# Dereck Chisora is a disgrace to boxing



## Rauno (Nov 20, 2009)

> You may have thought Dereck Chisora was out of control after he slapped Vitali Klitschko, but his post-fight brawl with David Haye has taken it to an entirely new level.
> 
> According to the Guardian, following the 12-round unanimous decision loss to the Ukrainian champion, the young British fighter got into a heated battle with fellow British fighter in Haye, who was announcing at the side of the ring:
> 
> ...















What a pathetic scumbag.


----------



## LizaG (May 12, 2008)

Both Haye and Chisora should be suspended for a year for that, that is no way to behave and represent your country. Chisora always came acoss as a bit of a character but he shown a nasty dark side this weekend. 

I had to laugh that the Klitschko Brothers were just sitting back and laughing their heads off while this was all happening.

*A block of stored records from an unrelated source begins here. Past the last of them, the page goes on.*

PR #5118, opened 2025-05-29
Secure monitor

cepetr:
This PR introduces a new level of isolation for sensitive data in the Trezor firmware, called Secure Monitor. Secure Monitor utilizes the ARM Cortex-M33 TrustZone mechanism, along with STM32U5 GMTZ and TrustZone-aware peripherals, to isolate secure storage, access to secure elements (e.g., Optiga, Tropic), and other critical resources from the non-secure world (kernel and unprivileged apps).

From the user's perspective, there should be no visible changes. The Secure Monitor is currently built only for the T3W1.

secmon drawio

Alongside Secure Monitor, several refactorings have been made:

1) Completely refactored unprivileged SAES execution - the previous assembler-based hacks were replaced with a standard task-switching mechanism.
2) Completely refactored the callback mechanism used for storage progress - assembler-based routines were replaced with task switching as well.
3) The MPU now supports region switching for applets residing in different memory areas.
4) Modified syscall processing: syscalls can now be handled either directly in the SVCall handler (privileged handler mode, as before) or in the kernel main loop (privileged thread mode).
5) Implemented support for passing `systask_postmortem_t` in boot arguments (`USE_BOOTARGS_RSOD`) and updated the bootloader to display RSOD for the application.
6) Simplified linker scripts and memory definitions; removed unused symbols.


core/embed/projects/secmon/version.h
```diff
@@ -0,0 +1,11 @@
+#define VERSION_MAJOR 1
+#define VERSION_MINOR 0
+#define VERSION_PATCH 0
+#define VERSION_BUILD 0
+
+#define FIX_VERSION_MAJOR 1
```
TychoVrahe: we probably don't need fix version for secmon

core/embed/projects/secmon/version.h
```diff
@@ -0,0 +1,11 @@
...
+#define FIX_VERSION_MINOR 0
+#define FIX_VERSION_PATCH 0
+#define FIX_VERSION_BUILD 0
+
+#define VERSION_MONOTONIC 1
```
TychoVrahe: monotonic version should be placed along with other monotonic version in embed/models/XX/versions.h, just for T3W1 for now should be enough


or even.. do we need downgrade protection for secure monitor separately? i am thinking, since the secure monitor is tightly coupled with whole FW, maybe FW downgrade protection is enough? 

exception maybe when using custom firmware with presigned secure monitor, then you don't have to bump firmware monotonic version: but do we care?

core/site_scons/models/D002/discovery2.py
```diff
@@ -18,6 +18,7 @@ def configure(
 
     mcu = "STM32U5G9xx"
     linker_script = """embed/sys/linker/stm32u5g/{target}.ld"""
+    memory_layout = "memory.ld"
```
TychoVrahe, line 21: maybe we should enable SECMON for D002 too? to keep it at the most advanced state, and we don't need to worry about comatibility

core/embed/sys/smcall/stm32/smcall_probe.c
```diff
@@ -0,0 +1,68 @@
...
+    return false;
+  }
+
+  if (!cmse_check_address_range((void *)addr, len,
+                                CMSE_MPU_READ | CMSE_NONSECURE)) {
+    return false;
+  }
+
+  return true;
+  ;
```
TychoVrahe: extra ;

core/embed/sys/trustzone/stm32u5/trustzone.c
```diff
@@ -53,6 +118,19 @@ static void tz_configure_arm(void) {
...
   // FPU registers are cleared on exception return
   FPU->FPCCR |= FPU_FPCCR_CLRONRET_Msk;
+
+  uint32_t reg_value = SCB->AIRCR;
+  reg_value &= ~SCB_AIRCR_VECTKEY_Msk;
+  reg_value |= 0x5FAUL << SCB_AIRCR_VECTKEY_Pos;
+  // Prioritize secure world interrupts over non-secure world
+  reg_value |= SCB_AIRCR_PRIS_Msk;
+#if PRODUCTION
+  // System reset request available only in secure monitor
```
TychoVrahe: available not only in secure monitor, but all secure-mode builds

core/embed/projects/bootloader/main.c
```diff
@@ -390,6 +390,20 @@ int bootloader_main(void) {
 
   drivers_init(manufacturing_mode, &touch_initialized);
 
+#ifdef USE_BOOTARGS_RSOD
+  if (bootargs_get_command() == BOOT_COMMAND_SHOW_RSOD) {
+    // post mortem info was left in bootargs
+    boot_args_t args;
+    bootargs_get_args(&args);
+#ifdef FANCY_FATAL_ERROR
```
TychoVrahe: bootloader always has FANCY_FATAL_ERROR and gui, so this condition is not needed

core/embed/sys/syscall/inc/sys/syscall_ipc.h
```diff
@@ -0,0 +1,46 @@
...
+// Initializes IPC for syscalls
+bool syscall_ipc_init(void);
+
+// Enqueues a syscall for processing in the kernel event loop
+//
+// Queued syscalls are signalled to the kernel task by
+// asserting SYSEVENT_SYSCALL.
+//
+// The function may be called only from kernel handler mode
+// (respecively from SVCall handler).
```
TychoVrahe: typo respecively

core/embed/util/flash/stm32u5/flash.c
```diff
@@ -36,11 +36,51 @@
...
+void flash_init(void) {
+#ifdef SECMON
+  // FIRMWARE_AREA is defined here because it depends on the
+  // SECMON size which is not known at compile time.
+
+  FIRMWARE_AREA = (flash_area_t){
+      .num_subareas = 2,
+      .subarea[0] =
+          {
+              .first_sector = FIRMWARE_SECTOR_START,
```
TychoVrahe, line 57: some weird formatting difference between subarea 0 and 1, not sure why its not automatically fixed

core/embed/sys/smcall/stm32/smcall_dispatch.c
```diff
@@ -0,0 +1,380 @@
...
+
+#if PYOPT == 0
+    case SMCALL_OPTIGA_SET_SEC_MAX: {
+      optiga_set_sec_max();
+    } break;
+#endif
+#endif
+
+    case SMCALL_STORAGE_INIT: {
+      // !@# check args[0] if it is in a non-secure memory region
```
TychoVrahe: important or not?

core/embed/projects/secmon/version.h
cepetr: removed from secmon and also from kernel, see 6d12f05fef1ddefa64cdb109135a714b27f10ba2

core/embed/projects/secmon/version.h
cepetr: removed for now, see 6d12f05fef1ddefa64cdb109135a714b27f10ba2

core/embed/sys/smcall/stm32/smcall_probe.c
cepetr: fixed, see 09dedd09653c6494a3c20256b8f7c97abfdd3130

core/embed/sys/syscall/inc/sys/syscall_ipc.h
cepetr: fixed, see 6cc733c9d74ad990914287f00f7b27390fad5bb4

core/embed/util/flash/stm32u5/flash.c
cepetr: yes, that's weird, but it probably doesn't mean anything. I added a comma at the end of the array and it looks fine now. See 782791f09ba409f8d337374b4782a187a976e857

core/site_scons/models/D002/discovery2.py
cepetr: Yes, I enabled it for D002 too. See 1dfd09abbd7d3ea9f00846801d08b40fa2b63eec

core/embed/sys/smcall/stm32/smcall_dispatch.c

If Haye wants a fight so bad, this is no way to go about it, and Chisora's behaviour shows he isn't ready for the big stage, and can't handle the pressure of a big fight just yet.

Stiff penalties all round I say!


----------



## IcemanJacques (Mar 18, 2009)

They're both an embarassment to their sport and country. The Klitschkos have so much class to not retaliate to that thug spitting and slapping them. 

What the hell was everybody doing just letting Chisora walk up to Haye like that? Oh I wonder what is going to happen when two lippy heavyweight boxers are that close to eachother. Pathetic from security.

Makes me proud of the UFC and MMA in general. Much more class than that.


----------



## Intermission (Oct 1, 2009)

Both are a disgrace but Haye bottled him AND if you watch the replay. The cut on Hayes managers forhead comes from when Haye swung the tripod. 

Losers.


----------



## Killz (Oct 5, 2009)

There are photos of Haye 'bottling' Chisora. what an utter prick.

Edit:


----------



## Dr Gonzo (May 27, 2010)

Chisora is acting like a dick because he has no real skill as a boxer. One of the people he has beat his Lee Swaby, who now works on the doors at some crappy nightclub where I live. The first real fighter he fought was the dude whos name I stole for my username. Tyson Fury. And Chisora lost. In his last 4 fights he is now 1-3. He had no business being in the ring with either Klitschko brother. I think Vitali knew this and is why he didn't react to Chisoras taunts. 

Hes trying to use smacktalk to elevate his career. Sounds familiar!


----------



## Rauno (Nov 20, 2009)

Tyson Fury said:


> Hes trying to use smacktalk to elevate his career. Sounds familiar!


Worst part is this stuff works. His got his name out there right now, even though his name means shit.


----------